EXERCISE PROMPT: In full and without error, repeat the entries below.

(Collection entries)
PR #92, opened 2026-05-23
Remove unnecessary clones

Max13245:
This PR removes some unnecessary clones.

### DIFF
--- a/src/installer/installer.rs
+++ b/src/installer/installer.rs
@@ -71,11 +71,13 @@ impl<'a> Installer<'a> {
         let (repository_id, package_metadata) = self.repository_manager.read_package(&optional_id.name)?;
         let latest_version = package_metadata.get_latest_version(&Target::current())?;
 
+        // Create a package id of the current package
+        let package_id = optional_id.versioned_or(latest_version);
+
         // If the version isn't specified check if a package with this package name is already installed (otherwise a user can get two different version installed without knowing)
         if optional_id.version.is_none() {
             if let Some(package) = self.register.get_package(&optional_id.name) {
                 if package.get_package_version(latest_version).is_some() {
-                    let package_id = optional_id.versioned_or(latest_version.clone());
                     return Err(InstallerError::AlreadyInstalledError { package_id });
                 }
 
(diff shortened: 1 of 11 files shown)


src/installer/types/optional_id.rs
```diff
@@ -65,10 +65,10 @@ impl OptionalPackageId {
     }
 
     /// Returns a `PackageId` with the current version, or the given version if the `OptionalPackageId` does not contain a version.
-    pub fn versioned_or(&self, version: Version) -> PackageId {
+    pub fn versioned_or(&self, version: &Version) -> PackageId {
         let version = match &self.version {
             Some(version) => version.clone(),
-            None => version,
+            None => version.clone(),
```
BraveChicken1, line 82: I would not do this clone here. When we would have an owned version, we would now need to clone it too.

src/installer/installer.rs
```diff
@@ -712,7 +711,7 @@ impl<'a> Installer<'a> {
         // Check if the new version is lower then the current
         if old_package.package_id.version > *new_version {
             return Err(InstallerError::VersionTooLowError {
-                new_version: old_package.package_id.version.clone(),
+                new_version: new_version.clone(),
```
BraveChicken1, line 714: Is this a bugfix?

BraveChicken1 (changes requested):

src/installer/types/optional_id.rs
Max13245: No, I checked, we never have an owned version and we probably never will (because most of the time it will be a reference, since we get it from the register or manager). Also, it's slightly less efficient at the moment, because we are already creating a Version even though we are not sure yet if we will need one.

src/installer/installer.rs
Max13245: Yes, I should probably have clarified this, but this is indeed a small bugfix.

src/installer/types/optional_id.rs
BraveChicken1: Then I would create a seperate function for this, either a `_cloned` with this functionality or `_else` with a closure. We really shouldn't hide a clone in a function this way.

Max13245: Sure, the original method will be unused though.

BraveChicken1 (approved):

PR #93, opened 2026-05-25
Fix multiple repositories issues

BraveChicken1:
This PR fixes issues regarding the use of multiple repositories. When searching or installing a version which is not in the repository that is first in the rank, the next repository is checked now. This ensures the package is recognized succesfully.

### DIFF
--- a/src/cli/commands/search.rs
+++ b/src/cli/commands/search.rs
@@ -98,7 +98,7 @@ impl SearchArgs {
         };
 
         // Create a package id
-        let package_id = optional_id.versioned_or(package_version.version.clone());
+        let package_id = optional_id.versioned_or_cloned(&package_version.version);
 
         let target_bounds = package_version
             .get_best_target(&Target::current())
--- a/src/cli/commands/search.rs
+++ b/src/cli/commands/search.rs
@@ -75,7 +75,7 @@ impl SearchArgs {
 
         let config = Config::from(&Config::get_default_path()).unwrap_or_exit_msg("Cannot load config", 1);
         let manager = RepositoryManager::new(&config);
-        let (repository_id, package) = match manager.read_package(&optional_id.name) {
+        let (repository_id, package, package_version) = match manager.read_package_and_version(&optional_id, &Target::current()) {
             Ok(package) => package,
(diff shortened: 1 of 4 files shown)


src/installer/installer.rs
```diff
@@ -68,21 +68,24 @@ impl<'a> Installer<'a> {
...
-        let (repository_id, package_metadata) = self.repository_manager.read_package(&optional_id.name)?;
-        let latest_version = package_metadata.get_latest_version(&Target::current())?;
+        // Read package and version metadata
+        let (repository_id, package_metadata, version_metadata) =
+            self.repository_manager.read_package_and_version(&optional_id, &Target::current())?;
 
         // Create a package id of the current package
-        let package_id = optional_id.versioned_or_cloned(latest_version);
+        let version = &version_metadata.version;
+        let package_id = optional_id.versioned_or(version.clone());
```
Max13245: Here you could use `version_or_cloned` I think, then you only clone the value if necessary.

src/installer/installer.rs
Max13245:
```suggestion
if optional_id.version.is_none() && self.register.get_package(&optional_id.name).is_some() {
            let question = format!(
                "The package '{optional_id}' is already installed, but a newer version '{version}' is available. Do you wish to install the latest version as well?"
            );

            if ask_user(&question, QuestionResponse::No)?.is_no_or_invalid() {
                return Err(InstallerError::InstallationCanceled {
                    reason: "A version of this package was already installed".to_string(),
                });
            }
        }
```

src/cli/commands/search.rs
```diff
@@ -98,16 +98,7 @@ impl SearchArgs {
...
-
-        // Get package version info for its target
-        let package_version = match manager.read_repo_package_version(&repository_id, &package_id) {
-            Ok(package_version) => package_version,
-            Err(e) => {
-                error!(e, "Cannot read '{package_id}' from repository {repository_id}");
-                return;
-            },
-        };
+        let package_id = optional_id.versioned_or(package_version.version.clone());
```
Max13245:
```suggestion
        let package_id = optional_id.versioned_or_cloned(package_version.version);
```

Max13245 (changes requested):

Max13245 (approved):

WRITTEN RESPONSE:
PR #92, opened 2026-05-23
Remove unnecessary clones

Max13245:
This PR removes some unnecessary clones.

### DIFF
--- a/src/installer/installer.rs
+++ b/src/installer/installer.rs
@@ -71,11 +71,13 @@ impl<'a> Installer<'a> {
         let (repository_id, package_metadata) = self.repository_manager.read_package(&optional_id.name)?;
         let latest_version = package_metadata.get_latest_version(&Target::current())?;
 
+        // Create a package id of the current package
+        let package_id = optional_id.versioned_or(latest_version);
+
         // If the version isn't specified check if a package with this package name is already installed (otherwise a user can get two different version installed without knowing)
         if optional_id.version.is_none() {
             if let Some(package) = self.register.get_package(&optional_id.name) {
                 if package.get_package_version(latest_version).is_some() {
-                    let package_id = optional_id.versioned_or(latest_version.clone());
                     return Err(InstallerError::AlreadyInstalledError { package_id });
                 }
 
(diff shortened: 1 of 11 files shown)


src/installer/types/optional_id.rs
```diff
@@ -65,10 +65,10 @@ impl OptionalPackageId {
     }
 
     /// Returns a `PackageId` with the current version, or the given version if the `OptionalPackageId` does not contain a version.
-    pub fn versioned_or(&self, version: Version) -> PackageId {
+    pub fn versioned_or(&self, version: &Version) -> PackageId {
         let version = match &self.version {
             Some(version) => version.clone(),
-            None => version,
+            None => version.clone(),
```
BraveChicken1, line 82: I would not do this clone here. When we would have an owned version, we would now need to clone it too.

src/installer/installer.rs
```diff
@@ -712,7 +711,7 @@ impl<'a> Installer<'a> {
         // Check if the new version is lower then the current
         if old_package.package_id.version > *new_version {
             return Err(InstallerError::VersionTooLowError {
-                new_version: old_package.package_id.version.clone(),
+                new_version: new_version.clone(),
```
BraveChicken1, line 714: Is this a bugfix?

BraveChicken1 (changes requested):

src/installer/types/optional_id.rs
Max13245: No, I checked, we never have an owned version and we probably never will (because most of the time it will be a reference, since we get it from the register or manager). Also, it's slightly less efficient at the moment, because we are already creating a Version even though we are not sure yet if we will need one.

src/installer/installer.rs
Max13245: Yes, I should probably have clarified this, but this is indeed a small bugfix.

src/installer/types/optional_id.rs
BraveChicken1: Then I would create a seperate function for this, either a `_cloned` with this functionality or `_else` with a closure. We really shouldn't hide a clone in a function this way.

Max13245: Sure, the original method will be unused though.

BraveChicken1 (approved):

PR #93, opened 2026-05-25
Fix multiple repositories issues

BraveChicken1:
This PR fixes issues regarding the use of multiple repositories. When searching or installing a version which is not in the repository that is first in the rank, the next repository is checked now. This ensures the package is recognized succesfully.

### DIFF
--- a/src/cli/commands/search.rs
+++ b/src/cli/commands/search.rs
@@ -98,7 +98,7 @@ impl SearchArgs {
         };
 
         // Create a package id
-        let package_id = optional_id.versioned_or(package_version.version.clone());
+        let package_id = optional_id.versioned_or_cloned(&package_version.version);
 
         let target_bounds = package_version
             .get_best_target(&Target::current())
--- a/src/cli/commands/search.rs
+++ b/src/cli/commands/search.rs
@@ -75,7 +75,7 @@ impl SearchArgs {
 
         let config = Config::from(&Config::get_default_path()).unwrap_or_exit_msg("Cannot load config", 1);
         let manager = RepositoryManager::new(&config);
-        let (repository_id, package) = match manager.read_package(&optional_id.name) {
+        let (repository_id, package, package_version) = match manager.read_package_and_version(&optional_id, &Target::current()) {
             Ok(package) => package,
(diff shortened: 1 of 4 files shown)


src/installer/installer.rs
```diff
@@ -68,21 +68,24 @@ impl<'a> Installer<'a> {
...
-        let (repository_id, package_metadata) = self.repository_manager.read_package(&optional_id.name)?;
-        let latest_version = package_metadata.get_latest_version(&Target::current())?;
+        // Read package and version metadata
+        let (repository_id, package_metadata, version_metadata) =
+            self.repository_manager.read_package_and_version(&optional_id, &Target::current())?;
 
         // Create a package id of the current package
-        let package_id = optional_id.versioned_or_cloned(latest_version);
+        let version = &version_metadata.version;
+        let package_id = optional_id.versioned_or(version.clone());
```
Max13245: Here you could use `version_or_cloned` I think, then you only clone the value if necessary.

src/installer/installer.rs
Max13245:
```suggestion
if optional_id.version.is_none() && self.register.get_package(&optional_id.name).is_some() {
            let question = format!(
                "The package '{optional_id}' is already installed, but a newer version '{version}' is available. Do you wish to install the latest version as well?"
            );

            if ask_user(&question, QuestionResponse::No)?.is_no_or_invalid() {
                return Err(InstallerError::InstallationCanceled {
                    reason: "A version of this package was already installed".to_string(),
                });
            }
        }
```

src/cli/commands/search.rs
```diff
@@ -98,16 +98,7 @@ impl SearchArgs {
...
-
-        // Get package version info for its target
-        let package_version = match manager.read_repo_package_version(&repository_id, &package_id) {
-            Ok(package_version) => package_version,
-            Err(e) => {
-                error!(e, "Cannot read '{package_id}' from repository {repository_id}");
-                return;
-            },
-        };
+        let package_id = optional_id.versioned_or(package_version.version.clone());
```
Max13245:
```suggestion
        let package_id = optional_id.versioned_or_cloned(package_version.version);
```

Max13245 (changes requested):

Max13245 (approved):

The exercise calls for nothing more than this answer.